Bunga untuk Bangkai Kapal RI Gajah Mada Pimpinan Kapten Samadikun

DOKUMEN PENTING: Foto Kapal RI Gajah Mada yang dipimpin Kapten Samadikun. DOK TNI AL-IST-RADAR CIREBON
CIREBON – Tentara Nasional Indonesia Angkatan Laut (TNI AL) tidak akan mengangkat wreck ship atau bangkai Kapal RI (KRI) Gajah Mada yang dipimpin Kapten Samadikun ke darat, dengan tujuan menjaga nilai sejarah. Hal tersebut diungkapkan Wakil Kepala Staf Angkatan Laut (Wakasal) Laksamana Madya TNI Erwin S Aldedharma saat menggelar jumpa pers di Pelabuhan Kejawanan, Kota Cirebon, Senin (20/1).
“Kami menganggap, Kapal RI Gajah Mada yang tenggelam itu salah satu artefak sejarah yang sebaiknya tetap berada di bawah laut. Sehingga, sejarah itu tetap abadi, dengan bukti yang ada,” ungkapnya.

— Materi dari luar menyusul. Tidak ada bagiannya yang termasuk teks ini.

PR #930, opened 2018-04-01
Add documentation to futures-macro-await macros

Nemo157:


cramertj:
This is awesome! Thanks so much!

PR #932, opened 2018-04-02
fix compilation of #[async(pinned)] and #[async(pinned_send)]

ngg:
On the current master branch, #[async(pinned)] and #[async(pinned_send)] are not working.
It seems to be working for me with this commit, but I'm not a 100% sure if I understand pinning correctly.


ngg:
Closing in favor of #916 (I didn't realize it was already there for a few days)

PR #935, opened 2018-04-03
WIP: no_std support for async macro

Nemo157:
All changes in the first commit should be good to go.

The second commit has a **SUPER UNSAFE** implementation of context passing. It works in my specific use case because I promise to never touch futures in interrupt handlers and run on a single-threaded microcontroller, but definitely needs to be implemented differently to ensure users can't accidently pass the wrong context to different futures.

I have had a brief look at how [`futures` 0.1 handled supporting basically a user overridable thread local implementation](https://docs.rs/futures/0.1.21/futures/task/fn.init.html), putting the onus of safety on the user that called `futures::task::init`. I would really love to avoid having to reintroduce that API (especially having to fully understand that implementation, there appeared to be a lot of implementation details concerned with ensuring any cost introduced by it is optimized out on `std` builds), so any hints on potential alternatives would be greatly appreciated.

If no-one has any potential alternatives, I'll take a better look at the old `futures::task::init` sometime this/next week and see how horrible supporting it will be.


Nemo157:
I never came up with a nice solution to this that doesn't involve changing the definition of generators in the compiler, I'm going to abandon this on 0.2 for now and maybe getting something working for 0.3 (depending on how far away the builtin async support will be).

Issue #918, opened 2018-03-29
Name consistency of async function attributes


raviqqe:
Attributes of `async` and `async_stream` to box them which are currently named `pinned` and `pinned_send` should be the same as `async_move` and `async_stream_move` like `boxed` and `boxed_send` from users' aspects. That is because `async` or `async_stream` functions are pinned anyway whether they are boxed or not.

withoutboats:
The reason for the difference is that they put them in a `PinBox` whereas the move ones put them in a `Box`. But I'm also fine with using the same name for both, I didn't think too hard about this decision.

Nemo157:
I was recently wondering why we have separate `async` and `async_move` functions instead of an `async(move)` attribute argument (although, I think with the `std` nomenclature it should be `async(unpin)` now)? It seems to me most consistent to pass all these modifiers via arguments and try and reduce the set of macros to the minimum possible.

raviqqe:
I mean that it doesn't make sense for users to put `pinned` attribute to `async` or `async_stream` functions as normal `async` or `async_stream` functions which are not in `PinBox` are also pinned. But I'm not sure how other users feel about that because I know their implementation and am not a "pure" user.

withoutboats:
The whole API was just whatever made sense as I was working on it, and it could be a good idea to change it.

We could have three attribute arguments:

* `move`
* `boxed`
* `send`

And the combination of these produces the outcomes we have today.

raviqqe:
Another option is:

- `move`
- `boxed`
- `boxed_send`

as the `send` attribute is always used with `boxed` but cannot without it.

withoutboats:
Its true that `send` without `boxed` wouldn't mean anything right now. I wonder if it has to, though? Couldn't we generate `impl Future + Send` as a way of checking that your future stays `Send`?

raviqqe:
Is there any use case where `impl Future + Send` is necessary? I guess the `Send` annotation is guessed automatically by Rust compiler because it's just like a shorthand for `fn foo<I: Future>() -> I` and `impl Trait` indicates the least requirement unlike trait objects.

withoutboats:
You're right, its not necessary. But if you wanted to get an error if you accidentally made your future `!Send`, you could use this to get that (basically as a check on yourself).

Nemo157:
[...]

PR #936, opened 2018-04-03
Update async_block* macros to support Stable & Unpin 

Nemo157:
I'm not sold on the name, especially since it uses a completely different meaning to the `pinned` argument to `#[async]`. I could do the same as has happened to `#[async]` and change `async_block` to return a `StableFuture` along with a new `async_block_move` macro for `Future`.

My preferred way to do this would be to keep a single `async_block` macro and pass an argument to it as posited in #918 for `#[async(move)]` (along with the change to `StableFuture` by default); I've been trying to come up with a way to nicely pass attributes to the `async_block` macro, but I can't think of anything I'm really attached to. The best I came up with was something like:

```rust
async_block!(move, {
    await!(bar(&x));
});
```

which I believe is unambiguous because `$($ident,)+ { $($tt)+ }` cannot be parsed as an `expr`.

### DIFF
--- a/futures-macro-async/src/lib.rs
+++ b/futures-macro-async/src/lib.rs
@@ -456,6 +456,35 @@ if_nightly! {
         let expr = ExpandAsyncFor.fold_expr(expr);
 
         let mut tokens = quote_cs! {
+            ::futures::__rt::gen_pinned
+        };
+
+        // Use some manual token construction here instead of `quote_cs!` to ensure
+        // that we get the `call_site` span instead of the default span.
+        let span = Span::call_site();
+        syn::token::Paren(span).surround(&mut tokens, |tokens| {
+            syn::token::Static(span).to_tokens(tokens);
+            syn::token::Move(span).to_tokens(tokens);
+            syn::token::OrOr([span, span]).to_tokens(tokens);
+            syn::token::Brace(span).surround(tokens, |tokens| {
+                (quote_cs! {
+                    if false { yield ::futures::__rt::Async::Pending }
+                }).to_tokens(tokens);
+                expr.to_tokens(tokens);
+            });
+        });
+
+        tokens.into()
+    }
+
+    #[proc_macro]
+    pub fn async_block_unpin(input: TokenStream) -> TokenStream {
+        let input = TokenStream::from(TokenTree::Group(Group::new(Delimiter::Brace, input)));
+        let expr = syn::parse(input)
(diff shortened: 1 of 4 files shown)


cramertj:
Perhaps the naming here should be inverted to `async_block` and `movable_async_block`?

cc @withoutboats

awestlake87:
`async_block!` is essentially an `#[async]` closure with empty params. Maybe the answer is to keep the attribute the same and apply it to a `|| { }` expression instead.

Nemo157:
@awestlake87 unfortunately the async/await RFC has [reserved that syntax for async closures](https://github.com/withoutboats/rfcs/blob/async-await/text/0000-async_await.md#async--closures) (which I'm slightly tempted to try implementing at some point). It does [mention](https://github.com/withoutboats/rfcs/blob/async-await/text/0000-async_await.md#initialization-pattern) having an `async_block! { ... }` macro which may become something like `async { ... }` in the future, but presumably relies on the eventual automatic `impl !Unpin for <unnamed self referential Generator>` to distinguish between `Unpin` and immovable futures returned from that macro.

I think changing `async_block!` to be immovable by default is probably the best way to go, if the argument naming in #964 is accepted then I'm leaning toward `async_block_unpin!` for the `Unpin` variant, otherwise I guess `async_block_move!`. I think having a suffix rather than a prefix keeps this more consistent with the `async` macro taking arguments, it's sort of like an argument built into the macro name itself. I'll rebase and update to that now, but feel free to disagree here or there about the naming.

awestlake87:
@Nemo157 I see, I forgot it needed to be called in order to act as a future. The macro does look cleaner, although I'd definitely prefer the first class syntax in that RFC in the longterm. I'm glad there's talk about adding futures to core and stabilizing async/await separately from proc_macro2 and generators.

As for the naming, I agree with @Nemo157 when it comes to changing async_block! to immovable by default because that's how closures act in rust. I think I'm leaning more towards `async_block_move!` than `async_block_unpin!` though, as it's more consistent with rust's concept of `move` for closures. Pin/Unpin is a concept that users will need to learn in order to understand why `yield` points make borrowing unsafe, but I don't think it conveys enough information about how it's treating the environment around the block to someone who's naively using async/await.

withoutboats:
I'm inclined to do just remove the current `async_block` and only support the unpinned version, per my comment on #964.

Nemo157:
Subsumed by #964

Wakasal menyebut, TNI AL memastikan bahwa kapal yang tenggelam di perairan adalah Kapal RI Gajah Mada. Itu setelah melakukan penyelaman, dipastikan kapal yang tenggelam itu adalah RI Gajah Mada yang mempunyai kode lambung GM.
“Nah, selama ini, ada yang menyebutkan kode lambung 408. Sudah kita pastikan, yang tenggelam di sini (perairan Cirebon) adalah yang kode lambung GM,” ujarnya.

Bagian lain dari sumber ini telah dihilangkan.